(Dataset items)

PR #436, opened 2019-04-10
[#145] Split Bi class into ToCBOR and FromCBOR

### LINKED ISSUE #145: Split Bi class into ToCBOR and FromCBOR
There are a few cases when we want asymmetrical instances:

- With annotated values, we don't only want to decode to an annotated value and only want to encode unannotated values. We could implement `Bi` instances for both, but this wouldn't be as clear.

- With validity-tagged values, we only want to encode valid values, and only want to decode to unvalidated values. We could also do this with `Bi`, throwing errors in the other cases, but it makes sense to split `Bi`.

### LINKED ISSUE #435: `goldenTestBi` output is stifled
## Background

`goldenTestBi` has nice functionality for good error messages. However its output seems to be getting stifled somehow:
```
━━━ Test.Cardano.Chain.Slotting.Bi ━━━
  ✓ golden_EpochIndex passed 1 test.
  ✗ golden_FlatSlotId failed after 1 test.

    This failure can be reproduced by running:
    > recheck (Size 0) (Seed 2264516985870913048 455201420688529847) golden_FlatSlotId

  ✓ golden_LocalSlotIndex passed 1 test.
  ✓ golden_EpochSlots passed 1 test.
  ✓ golden_SlotId passed 1 test.
  ✗ 1 failed, 4 succeeded.
```
(test printouts from a run of `stack test cardano-ledger:test:cardano-ledger-test`)

## Proposed Solution

Unsure; requires investigation.

ruhatch:
Closes #145 
Closes #435


dnadales (approved):
Looks good. But I went really fast through it :)

PR #438, opened 2019-04-10
Convert bulk chain validation exe to a package

Jimbo4350:


bcv/LICENSE
```diff
@@ -0,0 +1,19 @@
+Copyright (c) 2018 IOHK
```
ruhatch: Different timezones have different years? :wink:

cabal.project
```diff
@@ -1,6 +1,7 @@
 packages:
   crypto crypto/test
   ./     ./test
+  bcv
```
ruhatch: Hmm, this is a bit cryptic - I'd say just go for `validate-mainnet` or something. Then you can have `live` and `bulk` be modes of the same application :man_shrugging:

ruhatch (approved):
Looks good, but slightly concerned about names

PR #441, opened 2019-04-10
adding RTS flag to view stats in EKG view on http://localhost:12788

CodiePP:
was trying out the block validation program. very nice!
adding the flag allows one to view the RTS stats in EKG on http://localhost:12788/


Jimbo4350 (approved):
This is really cool!

PR #442, opened 2019-04-11
[#363] Document TestScenario scaling

mhuesch:
Open to feedback on this - I wanted to capture it somewhere so there's a reference, but references & docs always go stale, so it's possible it's better to just rely on usage (in other test modules) to teach people how to use these helpers.

Another concern is that the links, which are pinned to a specific git revision, will go stale as development progresses and could become misleading. They would require periodic updates to stay fresh.

Relates to #363.


ruhatch (approved):
Leems legit and hopefully we won't mess around with it too much, so keeping docs up to date should be okay.

bors r+

PR #445, opened 2019-04-24
Fix nix

angerman:
Investigating the Win32 failures @ruhatch reported.


nc6 (approved):
@angerman Out of interest, what is the fix being applied here? The only thing added except to generated files is the date - I would have assumed this shouldn't change what's generated? But there are a bunch of resultant changes.

ruhatch (approved):
bors r+

angerman:
> @angerman Out of interest, what is the fix being applied here? The only thing added except to generated files is the date - I would have assumed this shouldn't change what's generated? But there are a bunch of resultant changes.

@nc6 yes, this has been confusing me as well. It seems like there were changes to the project, but the regenerate script was never run. And even more confusingly someone can `cabal2nix` to generate `nix/.stack.nix/bulk-chain-validation.nix`.

You can see that `cardano-ledger-validation-exe` was removed from `cardano-ledger` at some point as well, but the nix expressions were not regenerated.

- Work task
Return exactly the lines above from the line that has "Investigating the Win32" through the line that has "yes, this has", inclusive, and nothing else.

- Response box
Investigating the Win32 failures @ruhatch reported.


nc6 (approved):
@angerman Out of interest, what is the fix being applied here? The only thing added except to generated files is the date - I would have assumed this shouldn't change what's generated? But there are a bunch of resultant changes.

ruhatch (approved):
bors r+

angerman:
> @angerman Out of interest, what is the fix being applied here? The only thing added except to generated files is the date - I would have assumed this shouldn't change what's generated? But there are a bunch of resultant changes.

@nc6 yes, this has been confusing me as well. It seems like there were changes to the project, but the regenerate script was never run. And even more confusingly someone can `cabal2nix` to generate `nix/.stack.nix/bulk-chain-validation.nix`.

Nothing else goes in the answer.